Не вижу смысла прикидываться белой вороной и скрывать болезнь, гложущую любого поляка; наоборот, ее нужно признать и привыкнуть, в конце концов, обходиться с ней по возможности беспристрастно. Итак, поляки и русские друг друга не любят. Точней, испытывают друг к другу самые разные неприязненные чувства, от презрения до ненависти, что, впрочем, не исключает какой-то непонятной взаимной тяги, всегда тем не менее, окрашенной недоверием. Между ними стоит – воспользуюсь словами Джозефа Конрада – incompatibility of temper. Может быть, любой народ, если смотреть на него как на единое целое, а не сообщество личностей, способен лишь оттолкнуть, и соседи узнают на его примере одну только неприятную правду о людях? Полякам, не исключаю, известно о русских то, о чем те и сами подозревают, но не хотят себе в этом признаться, — и наоборот. Поэтому неприязнь к полякам у националиста Достоевского — что-то вроде самообороны. Уважительно он отзывается о них только в „Записках из Мертвого дома”, хотя и здесь сотоварищи по каторге, бронированные католичеством и патриотизмом, на каждом шагу подчеркивающие свою чужеродность, если не прямое превосходство над прочими, не пробуждают в нем теплых чувств. Похоже, каждое столкновение с русскими полякам в тягость и настраивает их на самозащиту, поскольку разоблачает перед самими собой.

Описать запутанные истоки распри так же труд но, кик причины застарелой вражды двух семейств, испокон веку живущих на одной улице; они могли бы показаться чем-то сугубо местным и провинциальным, не скрывайся за ними начатки событий мирового масштаба. Россия сумела стать такой, какой стала, только упразднив граничившую на юге с Турцией польско-литовскую республику (…)

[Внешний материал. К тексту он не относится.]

PR #2604, opened 2021-02-22
* Restore test_spacegrep test on markdown

aryx:
I have no idea what I'm doing. This test used to fail in CI on
unrelated PR, so I comment it; it was actually working locally.
And now I put it back and it also fails locally, so I could update
the snapshot.
No idea why it failed in CI and worked locally, and now why it also
does not work locally.

Test plan:
pytest tests/e2e/test_spacegrep.py

### DIFF
--- a/semgrep/tests/e2e/snapshots/test_spacegrep/test_spacegrep/rulesspacegrepmarkdown.yaml-spacegrepmarkdown.md/results.json
+++ b/semgrep/tests/e2e/snapshots/test_spacegrep/test_spacegrep/rulesspacegrepmarkdown.yaml-spacegrepmarkdown.md/results.json
@@ -208,12 +208,12 @@
             "end": {
               "col": 14,
               "line": 203,
-              "offset": 10948
+              "offset": 10946
             },
             "start": {
               "col": 4,
               "line": 203,
-              "offset": 10938
+              "offset": 10936
             },
             "unique_id": {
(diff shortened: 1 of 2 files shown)


mschwager (approved):
Sounds like we forgot to run `--snapshot-update` somewhere along the line? Either way, this LGTM, but I defer to @mjambon or @minusworld on if the offset changes affect anything

mjambon:
@minusworld changed what spacegrep puts into the `lines` field, which is now the full lines containing the match rather than just the region of the match (which didn't have the beginning of the first line or the end of the last line). Since we're calling the `spacegrep` executable and @mschwager mentions a `--snapshot-update` option, it looks like the test failure perhaps wasn't triggered in @minusworld's original PR https://github.com/returntocorp/semgrep/pull/2574 due some older version of `spacegrep` being used.

* I don't know about this `--snapshot-update`, but let's make sure the version of `spacegrep` built from the current PR is used.
* The new offset by 2 characters may be legitimate, not sure. We don't have unit tests for this in spacegrep, which is bad.

Plan:
* @mschwager or @minusworld is the spacegrep executable cached? and we used the that instead of a fresh build? If nobody answers, I'll look into it myself.
* I'm adding unit tests to spacegrep for `Src_file.lines_of_pos_range` and friends so that it's one less thing to worry about.

aryx:
Sounds like a good plan martin. Thx for the investigation!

Обычно говорят, что поляки недоброжелательны к русским, помня о пережитых обидах. Отчасти это так. И корни здесь уходят куда глубже двух последних веков, а любые перемены в Европе свидетельствуют: при любых внешних сдвигах основа остается прежней. Ее не коснулись ни революция во Франции, ни октябрьский переворот в России, ни послевоенный приход к власти коммунистов в Польше. Может быть, каждая цивилизация несет отпечаток того периода, который был для нас ключевым. Франция обязана всем своему городскому сословию — силе созидательной и мощной уже за два столетия до Революции. А в Польше в эту эпоху складывалась дворянская культура, и польский крестьянин или рабочий по сей день колют ею глаза русскому, сплошь и рядом неся на себе ее следы, почему и получают от него злорадную кличку „пана”.

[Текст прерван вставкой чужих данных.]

PR #2607, opened 2021-02-23
Add unit tests for spacegrep's output, change 'lines' field

mjambon:
This changes the value of the `lines` field of the json object representing a match, which is returned to semgrep. Previously, the lines `"a\nb\n"` would be split into `["a"; "b"; ""]`. Now it's just `["a"; "b"]`.

Let's see how many tests this breaks! 😬


mjambon:
There were some errors in tox tests apparently while running with `--lang javascript` which shouldn't have anything to do with spacegrep. I'm re-running GitHub Actions.

aryx (approved):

Начало всему — шестнадцатый и семнадцатый века, Сейчас трудно себе даже представить, что польский язык — язык господ, к тому же господ просвещенных—олицетворял изысканность и вкус на востоке до самого Полоцка и Киева. Московия была землей варваров, с которыми — как с татарвой — вели на окраинах войны, но которыми особенно не интересовались: в тогдашней польской словесности чаще встретишь портрет венгра, немца, француза или итальянца, нежели упоминание о подданных русского царя, У этих последних авторы отмечают непостижимую покорность произволу властей, склонность нарушать данное слово, коварство и высмеивают дикость их обычаев (так французам казались дикими обычаи Сарматии). И движение идей, и колонизация лесостепной зоны шли с запада на восток. Все ценное — образцы ремесла, архитектуры и письменности, спора гуманизма и Реформации — приходило в Польшу из Фландрии. Германии, Италии. Если какие заимствования с востока и были, то — через посредство Великого торгового пути — лишь из турецких земель, особенно по всем, что касалось сбруи, упряжи и соответствующего словаря. Московия же той поры, понемногу превращалась в Россию, при всем ее большем или меньшем могуществе не представляла собой для поляков ничего привлекательного. Оставившие в польской культуре несводимый отпечаток XVI и XVII столетия для России наступили лишь в XIX веке. Из этого ощущения пустынной полосы со стороны востока у поляков сложился образ России как чего-то запредельного, находящегося за краем света. Свое поражение в войне поляки встретили недоуменно, как восприняли бы, наверно, победу татар: если в ней и крылся какой-то смысл, то разве что наказания за грехи. (…)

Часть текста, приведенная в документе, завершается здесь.